Why do you want to use 127.0.0.2 as jail ip address? Never seen such setup.


----------



## mbs (Feb 16, 2009)

Yes, I want to use a local address as jail address. My box is hosted in a datacenter and I only have one public IP adress. I am open to any other suggestion but my main idea is to use private address and to use nat/pat to access jail from the internet.


----------



## SirDice (Feb 16, 2009)

127.0.0.2 is not a private address, it's a localhost only address. Use RFC-1918 addresses if you don't have another public IP address.



> 127.0.0.0/8 - This block is assigned for use as the Internet host
> loopback address.  A datagram sent by a higher level protocol to an
> address anywhere within this block should loop back inside the host.
> This is ordinarily implemented using only 127.0.0.1/32 for loopback,
> ...



http://www.rfc-editor.org/rfc/rfc3330.txt


----------



## honk (Feb 17, 2009)

But the idea to use 127.0.0.2 for such a jail-setup is ... creative! 

I'm interested why it shouldn't work. If packets arrive this host and it is NATed into a localhost address, why should it not work? We are already on the same and local host. Maybe only datagrams in outgoing direction are a problem, because it's not allowed to send out (to the NAT instance) with a localhost address? Or is it just the ping which doesn't work, and the service in the jail works with the NATing? At least the default MTU of 16384 Bytes on the loopback interface could lead to an undesirable behavior.

@mbs: Where/how did you configure the IP 127.0.0.2 on the host-system? As alias on lo0? Could you send an "ifconfig -a" and a "netstat -rn", please?

cheers,
honk


----------



## SirDice (Feb 18, 2009)

honk said:
			
		

> I'm interested why it shouldn't work. If packets arrive this host and it is NATed into a localhost address, why should it not work?


Who would do the NAT? The host? If the host translates it back to 127.0.0.2 it will send it to itself not the jail. If the jail does the NAT it would need an addressable IP address defeating the idea of using 127.0.0.2.



> We are already on the same and local host.


I think, technically, we're not. The jail is more or less a virtual machine.


----------



## jachrist (Apr 17, 2015)

You can use 127.0.0.x for jail's IP by using interface=lo0 in jail.conf but the jail cannot access network. A pf rule is needed for the jail to access network but pf cannot easily differentiate between 127.0.0.1 and 127.0.0.x unless complex rule is written so you'd better use a separate subnet recommended by  RFC-1918 (10.x.x.x, 192.168.x.x, 172.16.0.0 - 172.31.255.255).

To allow networking, first, interface must be specified in jail.conf.
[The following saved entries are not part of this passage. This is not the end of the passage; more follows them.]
PR #221, opened 2020-11-10
Add information on owner changes, and more

### LINKED ISSUE #202: Ask people if they are sure they want to sign up as maintainer

elibarzilay:
* In the collected package info, add an explicit `kind` field specifying
  whether a package change was an `add`, `delete`, or `edit`.  This
  replaces the previous thing of having `owners === null` iff it's a new
  package.

* Add a new `Edits Owners` label, turned on when there are owner
  addition or deletions ignoring added/removed packages.

* Note that `delete` is really an approximation since it's the value
  used when `index.d.ts` is missing from the head commit.  A future
  extension should test that the file is deleted if-and-only-if all
  package files are deleted.  (And similarly, throw an error if a new
  package has a missing `index.d.ts`.)

* In the list of packages, show for each the list of added / removed
  owners.  Use a "✎" next to the author so it's easy to see changes done
  to other owners.

* Also add an "are you sure you want to become and owner" comment for
  PRs that add the author as an owner to a package with 4 or more
  owners, and the author is not an owner of another package in the same
  PR.

* Sort out some confusion with empty lines between secions.

* Remove setting `reviewerAdvisory` first, and instead move the code to
  just `display`ing the lines where the former was used.

* Added `isAuthor` predicate in the `ExtendedPrInfo` which is a
  specialization of `sameUser`.  (This is the first function in the
  info.)

Closes #202.


src/compute-pr-actions.ts
```diff
@@ -3,6 +3,7 @@ import { PrInfo, BotError, BotEnsureRemovedFromProject, BotNoPackages } from "./
 import { CIResult } from "./util/CIResult";
 import { ReviewInfo } from "./pr-info";
 import { noNulls, flatten, unique, sameUser } from "./util/util";
+import { userInfo } from "os";
```
orta, line 6: Likely a mistake

src/compute-pr-actions.ts
```diff
@@ -122,6 +126,7 @@ interface ExtendedPrInfo extends PrInfo {
     readonly otherOwners: string[];
     readonly noOtherOwners: boolean;
     readonly tooManyOwners: boolean;
+    readonly editsOwners: boolean;
     readonly canBeMerged: boolean;
```
orta, line 130: I know this is out of scope, but it just came up in discord: this should probably be renamed to `canBeSelfMerged` or `autoMerged` / `canBeOwnerMerged` or something like that

orta (approved):
Cool, looks good

src/compute-pr-actions.ts
elibarzilay: Yeah, I caught that in one of the upcoming PRs, so I'll leave this pr as is for now...

(An annoying feature of the Emacs ts thing is that if I mistype and complete a random binding, it will add the import...)

src/compute-pr-actions.ts
elibarzilay: OK, I'll do that in the next PR.

PR #226, opened 2020-11-12
`compute-pr-actions`: reorganize code

elibarzilay:
The idea is to keep all extra information computation in `extendPrInfo`,
with anything that is not a relatively simple one-liner being pushed to
the end of the function.

* Move all types to the top.

* Move all perperty helpers into `extendPrInfo` and simplify them.

* Rename `projectBoardForReviewWithLeastAccess` -> `reviewColumn`, and
  move the corresponding function into `extendPrInfo` too.

* Create a new `getApprovalFlags` function instead of an inlined
  expression.

* Fix a small bug: `getApprovalFlags` now returns `ApprovalFlags.None`
  if `hasChangereqs`.  (Test added: 48945)

* Another bug, due to GH: sometimes the API returns null for the
  `pushedDate` of a commit.  Use the PR `createdAt` in these
  cases.  (Not `committedDate`/`authoredDate`, since these can be set to
  arbitrary values.)  (Test added: 48708)

* Drop a couple of unused imports.


src/compute-pr-actions.ts
```diff
@@ -167,23 +178,73 @@ function extendPrInfo(info: PrInfo): ExtendedPrInfo {
...
+    const reviewColumn = getReviewColumn();
     return {
         ...info, orig: info, reviewLink,
         authorIsOwner, editsInfra, editsConfig, allOwners, otherOwners, noOtherOwners, tooManyOwners, editsOwners,
         canBeMerged, approved, approverKind, requireMaintainer, blessable, failedCI, staleness,
         packages, hasMultiplePackages, hasTests, newPackages, hasNewPackages,
         approvedReviews, changereqReviews, staleReviews, approvalFlags, hasChangereqs,
-        isAuthor
+        reviewColumn, isAuthor
     };
```
orta, line 196: yeah, this is very typescript compiler-y

orta (approved):

PR #230, opened 2020-11-15
Require approvals of *all* critical package owners

### LINKED ISSUE #178: People should not be able to self-merge until maintainers of all affected packages have approved a change.

elibarzilay:
Note that this is relevant only when a PR is blessed (which should
become a frequent tool), since critical packages means that the PR
starts on the maintainer queue, and if the maintainer approves then no
owner approvals are needed.  When a PR is in this state (multiple
critical packages and blessed): show a list of approvals done and needed
for each of the critical packages.

This also changes the "Owner Approved" label meaning to mean "All
Critical Package Owners" when there is more than one critical package.

And also show the list of critical packages whose owners still need to
approve the PR.  (This is shown regardless of blessing, so maintainers
can get the picture when considering whether to bless or approve or
whatever.)

Closes #178.

Also:

* Get rid of `requiredApprovers` and use a single form for all mentions,
  the text reads better in all of the changed tests.

* rename `canBeMerged` -> `canBeSelfMerged`.


orta (approved):
Cool, looks good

That interface must exist in host's `ifconfig` and has alias containing subnet of jail's IP address because value of ip4.addr= in jail.conf will be added to interface specified in interface=. If subnet of ip4.addr doesn't exist in that interface,  jail's IP won't be added.

The easiest setup is to use jail's IP under the same subnet as the host, which is the same subnet as gateway. I.e., if em0 of the host use IP 192.168.0.5 with gateway 192.168.0.1, then jail IP should  be in range of 192.168.0.x.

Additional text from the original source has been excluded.